◆ Problem description ◆
Given the listing below, write out exactly the lines starting with the line that has "Follows the post-merge review of #1938." and going on through the line that has "## Smaller points", both kept.

◆ Available records ◆
* * * * * * *

PR #1945, opened 2026-09-21
The reference's coldLive sentence names the deciding condition, a session nothing has parsed at its current version, and the memo-key pin also reads the counters the kernel writes by a literal subscript

lczh:
Tier: docs

The coldLive sentence #1938 added to the reference's memo passage said a session no client and no judge has parsed rides the counter every build. That names two parsers where the deciding condition is broader: the background warmer parses every living session that moved since boot or is working whenever a client is connected and no chat or timeline client is, and the feed build's own re-read parses a warm-keyed session through the shared store, so the next build's cache-only read hits. A feed-only dashboard therefore sees a moved session leave the counter after one build with no chat tab and no judge run, and an unmoved idle session ride it while a moved one does not; the sentence predicted neither, and telling design from fault is what the passage is for. It now states the condition the kernel's own comment states: a session nothing has parsed at its current version (no client's tab, no judge, no background warm, none of the card build's own parse paths) rides it every build, and the warm gate leaves an unmoved, idle session cold by design.

The pin the same PR added unions the report's keys with the literals the kernel passes to the counter helper, and its docstring claims a counter minted at a site the test process never exercises still has to reach the doc. The failed count is written by a literal subscript on the stats dict, not through the helper; it is seeded in the initializer, so the report half carries it and the pin is right today, but a future counter written that way with no seed, at a fault or eviction site the test never drives, would reach neither half, and the pin would stay green over a key the reference never names. The union now also reads every literal the kernel subscripts the stats dict with, and the docstring says so.

Validation:

- The widened scan finds eight subscript literals in the kernel today (the two map keys among them), every one already named in the passage, so the pin stays green on the current doc and the claim in its docstring now holds by mechanism.
- The perf-stats module: 66 passed. The doc's other reader, the perf heap-block module: 13 passed.

Follows the post-merge review of #1938.


ksarma:
The evidence was executed against a364f4fd0, the PR's head, before it merged as d38ccae4d; the merge carries that tree unchanged for every file cited, so each file and line reference is on that commit and holds at the merge commit.

The change does two things. The reference's `coldLive` sentence now says a session nothing has parsed at its current version rides the counter every build, and that the warm gate leaves an unmoved, idle session cold by design. The memo-key pin now also reads the literals the kernel subscripts `_FEED_MEMO_STATS` with directly. Both read true at this head.

The deciding clause agrees with the counting-site comment at `kernel/kernel.py` 42425-42428 and with the warm gate as the code has it. `_warm_wanted` (11557) admits a session that moved since boot or is working, compacting or retrying. The background warmer (35114-35145) runs when a client is connected and no chat or timeline client is, and parses only what that gate admits. `build_feed` asks for the warm under the same gate at 42578 and 43786, whose comment calls a session it leaves cold "cold by design". The `coldFlip` re-read at 42452 parses into the shared store, so the next build's cache-only read hits, and the card build's helpers also parse, so the plural "parse paths" is right.

The body's figures reproduce: the kernel has eight distinct double-quoted subscript literals (the two map keys among them), every one backticked in the passage; 66 and 13 tests collected, 79 passed together.

Three points came out of reading the source at this head; none of them was executed.

## Smaller points

- The counter dict's declaration comment at `kernel/kernel.py` 41893-41895 still carries the two-parser sentence: a session no client and no judge has parsed rides it every build, so a standing count is those cold-by-design sessions. The counting site at 42425-42428 says a session nothing has parsed. It is the one copy of the old wording left at this head; a search over the kernel, the docs and the tests finds no other. A reader at the declaration, the first place the dict is defined and where the /perf key set is written, reads the condition the PR body calls wrong, and the next doc edit that copies that comment brings the removed sentence back. Rewriting those three lines to the counting site's condition (a session nothing has parsed at its current version rides it every build; the warm gate leaves an unmoved, idle session cold by design), or replacing the clause with a pointer to the comment at 42425, closes it.

- `docs/reference.md` 2540-2542: the parenthetical lists four roads (no client's tab, no judge, no background warm, none of the card build's own parse paths) as what "nothing" means, and it reads as a roster. `_parse` (34542) has some two dozen call sites at this head. Every one of them writes the store that `_parse_cached` (35085) reads, so a session parsed by any of them leaves the count on the next build. One road outside the four: the end-on-idle pass (28657-28670) parses every living session with an armed request on each jobs pass, gated on the request rather than on movement or state. When that parse shows the turn settled, the same pass kills the session, so the lasting case is an armed session whose transcript still shows an open turn while the warm gate does not admit it (not moved since boot, not in a working, compacting or retrying state). A reader reconciling /perf against the passage then sees a count move the list cannot explain, while the sentence's last clause says the warm gate leaves such a session cold. Marking the list as examples rather than a roster fixes the wording: "(no client's tab, no judge, no background warm, none of the card build's own parse paths, nor any other reader)" or "whatever the road: ..."; the deciding clause stays as it is.

## Tests

The widening's mechanism was executed. In a scratch worktree at this head, an unseeded double-quoted write of a new key was added in `_feed_memo_drop` (41987), an eviction site the test process never drives. It turns `test_every_feed_memo_report_key_is_in_the_references_memo_passage` red naming that key. The previous test file over the same mutant stays green, so the new scan is what catches it. A setdefault-plus-subscript shape is red as well.

- `tests/test_perf_stats.py` 463 and 453-454. The new scan reads `_FEED_MEMO_STATS\["(\w+)"\]`, keyed on the double-quote spelling. The docstring says every literal the kernel subscripts the stats dict with directly, which is wider than what the regex reads. A future single-quoted subscript at a site the test process never drives reaches GET /perf as a key the passage never names, and the pin whose docstring says it catches exactly that stays green. So does a `.setdefault("x", 0)` with no subscript and no helper call. Neither shape exists at this head: the eight direct subscripts are all double-quoted, and the one `.get` on the dict with a literal, at 42022, sits beside a subscript the scan reads. One way to close it is a quote-agnostic scan, `re.findall(r'_FEED_MEMO_STATS\[(["\'])(\w+)\1\]', src)` taking group 2. Another is to walk the module's AST for Subscript nodes whose value is the stats dict's Name and whose slice is a str Constant; that walk also covers setdefault and get calls with a str first argument. The other direction is to narrow the docstring to double-quoted subscripts, which matches the bound the helper scan on 462 already has.

(Edited 2026-09-21 06:20Z: the opening now names the merge commit, which landed while this note was being drafted; nothing else changed.)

* * * * * * *

◆ Answer section ◆
Follows the post-merge review of #1938.


ksarma:
The evidence was executed against a364f4fd0, the PR's head, before it merged as d38ccae4d; the merge carries that tree unchanged for every file cited, so each file and line reference is on that commit and holds at the merge commit.

The change does two things. The reference's `coldLive` sentence now says a session nothing has parsed at its current version rides the counter every build, and that the warm gate leaves an unmoved, idle session cold by design. The memo-key pin now also reads the literals the kernel subscripts `_FEED_MEMO_STATS` with directly. Both read true at this head.

The deciding clause agrees with the counting-site comment at `kernel/kernel.py` 42425-42428 and with the warm gate as the code has it. `_warm_wanted` (11557) admits a session that moved since boot or is working, compacting or retrying. The background warmer (35114-35145) runs when a client is connected and no chat or timeline client is, and parses only what that gate admits. `build_feed` asks for the warm under the same gate at 42578 and 43786, whose comment calls a session it leaves cold "cold by design". The `coldFlip` re-read at 42452 parses into the shared store, so the next build's cache-only read hits, and the card build's helpers also parse, so the plural "parse paths" is right.

The body's figures reproduce: the kernel has eight distinct double-quoted subscript literals (the two map keys among them), every one backticked in the passage; 66 and 13 tests collected, 79 passed together.

Three points came out of reading the source at this head; none of them was executed.

## Smaller points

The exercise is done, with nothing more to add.